For $n\in\Bbb N$, consider $n$ points $x_1,\ldots, x_n$ in the unit square $Q=[0,1]^2$. Let $f(x_1,\ldots, x_n)$ denote the minimal total edge length of a tree with $x_1,\ldots, x_n$ as vertices. Let $$ L_n=\sup_{x_1,\ldots, x_n\in Q}f(x_1,\ldots,x_n).$$ Then in Prove that there exists a graph with these points such that G is connected, it was asked to show that $$\tag1\forall n\ge 3\colon L_n\le c\sqrt n $$ is true for $c=10$ and false for $c=1$.
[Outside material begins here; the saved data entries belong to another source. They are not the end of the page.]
PR #82, opened 2017-12-15
use ras common utils from pipy

tej99:
update pipfile to use ras-common-utils from pypi


rhiGriff (approved):

jcox-dev (changes requested):
Will this be necessary once #81 is merged?

tej99:
@jcox-dev No but we need this change in right now

jcox-dev (approved):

In my answer (see there), an inductive argument based on subdividing the square showed that $(1)$ is true for $c=2\sqrt 2\approx 2.828$, and has infinitely many counterexamples for $c=1$.
In a later addendum to my answer, I showed that $$ \tag2\exists \ell_0\colon \forall n\colon L_n<\ell_0+c\sqrt n$$ holds for any $c>\frac 4{\sqrt{2\sqrt 3}}\approx 2.149$ and dared to
Conjecture. $$\inf\{\,c\in\Bbb R\mid (2) \text{ is true}\,\}=\frac{4}{\sqrt{2\sqrt 3}}. $$
I dared to do so because the constant stems from the factor $\frac{\pi}{2\sqrt 3}$ known from the densest circle packing.
My question for you us: Is my conjecture true?
Silly me! After a good night's rest, this direction is of course the trivial part!
For $m\gg 0$, the lattice $\frac 1m\Bbb Z[\frac{1+i\sqrt 3}2]$ has $\frac {2m}{\sqrt 3}+O(1)$ rows of $m+O(1)$ points each in the unit square, so that's $n=\frac 2{\sqrt 3}m² +O(m)$ points with minimal distance $\frac 1m$ between them. Any tree with these vertices certainly has edge length $$\ell =\frac{n-1}m=\frac 2{\sqrt 3}m+O(1) =\frac{\sqrt 2}{\sqrt[4]3}\sqrt n+O(1)=\frac 2{\sqrt{2\sqrt 3}}\sqrt n+O(1).$$ I suppose, a spurious factor of $2$ somehow slipped into the calculations leading to the conjecture.